## EXERCISE DIRECTIONS
Only certain lines below are wanted: those starting at the line containing "- Wire format" and ending at the line containing "design on #133.", both included, each retyped exactly.
::: AVAILABLE RECORDS :::
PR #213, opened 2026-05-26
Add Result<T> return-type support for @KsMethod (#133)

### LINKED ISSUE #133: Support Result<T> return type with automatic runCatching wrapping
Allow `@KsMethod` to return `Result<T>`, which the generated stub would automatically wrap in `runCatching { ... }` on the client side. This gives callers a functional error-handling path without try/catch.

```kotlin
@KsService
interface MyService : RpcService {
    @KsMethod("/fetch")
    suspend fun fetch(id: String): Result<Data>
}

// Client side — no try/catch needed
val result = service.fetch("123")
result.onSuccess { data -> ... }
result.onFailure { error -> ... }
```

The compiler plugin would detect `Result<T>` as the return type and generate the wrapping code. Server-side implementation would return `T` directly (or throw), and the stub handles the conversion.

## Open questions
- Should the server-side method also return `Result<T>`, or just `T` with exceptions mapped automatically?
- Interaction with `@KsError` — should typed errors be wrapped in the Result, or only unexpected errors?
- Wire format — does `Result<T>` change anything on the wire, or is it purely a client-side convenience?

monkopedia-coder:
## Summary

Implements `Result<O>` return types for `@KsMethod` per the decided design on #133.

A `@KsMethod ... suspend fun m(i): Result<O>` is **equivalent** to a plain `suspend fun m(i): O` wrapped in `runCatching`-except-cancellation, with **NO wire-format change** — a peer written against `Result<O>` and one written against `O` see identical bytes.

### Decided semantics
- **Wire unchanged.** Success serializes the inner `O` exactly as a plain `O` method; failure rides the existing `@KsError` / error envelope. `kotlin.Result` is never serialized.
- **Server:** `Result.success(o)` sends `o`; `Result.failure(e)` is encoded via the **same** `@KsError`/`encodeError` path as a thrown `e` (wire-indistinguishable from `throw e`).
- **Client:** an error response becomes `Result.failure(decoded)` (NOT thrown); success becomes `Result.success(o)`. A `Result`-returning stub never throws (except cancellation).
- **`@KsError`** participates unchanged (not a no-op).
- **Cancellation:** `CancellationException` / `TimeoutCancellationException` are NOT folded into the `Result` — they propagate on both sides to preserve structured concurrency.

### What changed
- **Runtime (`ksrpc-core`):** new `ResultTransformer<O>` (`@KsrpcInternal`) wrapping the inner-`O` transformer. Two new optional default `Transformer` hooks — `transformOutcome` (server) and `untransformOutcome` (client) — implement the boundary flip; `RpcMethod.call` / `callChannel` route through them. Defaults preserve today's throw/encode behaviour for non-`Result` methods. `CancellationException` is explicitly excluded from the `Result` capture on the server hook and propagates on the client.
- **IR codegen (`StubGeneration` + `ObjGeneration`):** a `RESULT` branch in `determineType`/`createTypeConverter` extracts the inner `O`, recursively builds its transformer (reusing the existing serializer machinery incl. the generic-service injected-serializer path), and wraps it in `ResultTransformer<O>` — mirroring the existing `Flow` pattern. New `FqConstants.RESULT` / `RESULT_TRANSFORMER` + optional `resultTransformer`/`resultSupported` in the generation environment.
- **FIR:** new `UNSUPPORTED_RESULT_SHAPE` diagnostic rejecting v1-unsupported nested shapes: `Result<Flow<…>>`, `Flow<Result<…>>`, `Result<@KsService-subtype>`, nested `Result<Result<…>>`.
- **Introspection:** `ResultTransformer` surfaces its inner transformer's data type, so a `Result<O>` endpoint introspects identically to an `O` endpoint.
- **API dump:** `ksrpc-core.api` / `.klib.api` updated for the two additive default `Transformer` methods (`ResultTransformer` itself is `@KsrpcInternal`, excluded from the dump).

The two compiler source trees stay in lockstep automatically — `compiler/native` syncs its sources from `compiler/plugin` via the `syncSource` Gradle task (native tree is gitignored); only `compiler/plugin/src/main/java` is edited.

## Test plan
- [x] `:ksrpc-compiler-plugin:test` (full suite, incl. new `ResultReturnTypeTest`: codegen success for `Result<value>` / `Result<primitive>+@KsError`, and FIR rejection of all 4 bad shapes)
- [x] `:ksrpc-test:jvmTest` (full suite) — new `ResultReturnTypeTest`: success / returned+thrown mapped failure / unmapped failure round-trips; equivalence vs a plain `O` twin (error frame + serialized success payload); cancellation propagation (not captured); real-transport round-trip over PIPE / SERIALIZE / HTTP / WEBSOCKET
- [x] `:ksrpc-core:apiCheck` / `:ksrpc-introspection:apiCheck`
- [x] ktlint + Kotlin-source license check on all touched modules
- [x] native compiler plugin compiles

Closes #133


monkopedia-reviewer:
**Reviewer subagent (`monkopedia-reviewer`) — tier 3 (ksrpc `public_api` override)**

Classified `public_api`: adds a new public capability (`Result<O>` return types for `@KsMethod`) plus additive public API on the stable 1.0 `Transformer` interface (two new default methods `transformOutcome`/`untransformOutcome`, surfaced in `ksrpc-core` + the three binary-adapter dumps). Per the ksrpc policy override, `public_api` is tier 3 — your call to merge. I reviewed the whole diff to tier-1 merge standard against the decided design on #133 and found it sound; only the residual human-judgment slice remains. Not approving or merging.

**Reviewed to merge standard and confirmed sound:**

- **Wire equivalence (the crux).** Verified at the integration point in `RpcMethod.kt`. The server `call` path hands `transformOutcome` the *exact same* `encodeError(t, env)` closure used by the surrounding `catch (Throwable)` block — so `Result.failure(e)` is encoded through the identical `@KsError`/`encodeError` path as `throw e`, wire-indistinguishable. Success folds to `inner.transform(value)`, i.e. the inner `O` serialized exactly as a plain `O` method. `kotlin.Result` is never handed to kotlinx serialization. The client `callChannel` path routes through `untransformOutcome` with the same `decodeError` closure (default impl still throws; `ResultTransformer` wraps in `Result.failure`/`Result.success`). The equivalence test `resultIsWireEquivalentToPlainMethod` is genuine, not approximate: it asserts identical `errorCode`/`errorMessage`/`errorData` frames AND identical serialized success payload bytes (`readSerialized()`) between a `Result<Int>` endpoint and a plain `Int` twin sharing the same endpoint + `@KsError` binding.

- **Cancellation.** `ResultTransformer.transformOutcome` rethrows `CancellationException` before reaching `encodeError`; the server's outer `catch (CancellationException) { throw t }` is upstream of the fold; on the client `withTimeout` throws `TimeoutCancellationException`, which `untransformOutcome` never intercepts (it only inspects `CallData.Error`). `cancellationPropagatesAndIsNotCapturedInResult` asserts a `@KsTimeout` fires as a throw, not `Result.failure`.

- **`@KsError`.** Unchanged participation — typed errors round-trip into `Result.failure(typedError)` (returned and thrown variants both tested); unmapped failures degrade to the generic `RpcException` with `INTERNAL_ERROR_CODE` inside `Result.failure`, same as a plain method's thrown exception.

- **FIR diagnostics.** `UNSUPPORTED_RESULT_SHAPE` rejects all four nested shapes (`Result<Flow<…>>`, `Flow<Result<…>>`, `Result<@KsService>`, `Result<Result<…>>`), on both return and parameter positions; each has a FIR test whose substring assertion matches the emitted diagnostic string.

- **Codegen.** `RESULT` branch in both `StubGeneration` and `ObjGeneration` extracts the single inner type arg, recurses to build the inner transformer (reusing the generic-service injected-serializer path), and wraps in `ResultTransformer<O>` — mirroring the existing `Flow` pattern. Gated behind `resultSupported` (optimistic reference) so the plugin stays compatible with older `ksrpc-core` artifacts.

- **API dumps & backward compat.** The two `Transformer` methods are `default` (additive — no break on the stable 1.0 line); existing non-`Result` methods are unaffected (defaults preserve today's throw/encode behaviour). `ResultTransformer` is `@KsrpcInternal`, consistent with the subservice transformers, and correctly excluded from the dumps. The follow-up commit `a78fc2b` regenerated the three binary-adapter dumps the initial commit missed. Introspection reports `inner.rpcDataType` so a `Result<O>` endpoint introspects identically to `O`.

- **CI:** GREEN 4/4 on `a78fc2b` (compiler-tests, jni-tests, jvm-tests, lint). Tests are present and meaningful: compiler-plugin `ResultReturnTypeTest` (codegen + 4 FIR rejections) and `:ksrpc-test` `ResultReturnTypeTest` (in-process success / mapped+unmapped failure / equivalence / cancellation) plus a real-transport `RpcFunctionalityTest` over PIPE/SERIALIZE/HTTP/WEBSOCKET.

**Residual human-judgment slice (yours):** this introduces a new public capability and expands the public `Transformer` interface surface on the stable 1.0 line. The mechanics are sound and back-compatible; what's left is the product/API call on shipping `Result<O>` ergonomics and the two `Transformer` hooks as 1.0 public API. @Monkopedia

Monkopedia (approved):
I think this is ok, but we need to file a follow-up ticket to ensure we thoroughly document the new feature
:::
## OUTPUT OF THE TASK
- Wire format — does `Result<T>` change anything on the wire, or is it purely a client-side convenience?

monkopedia-coder:
## Summary

Implements `Result<O>` return types for `@KsMethod` per the decided design on #133.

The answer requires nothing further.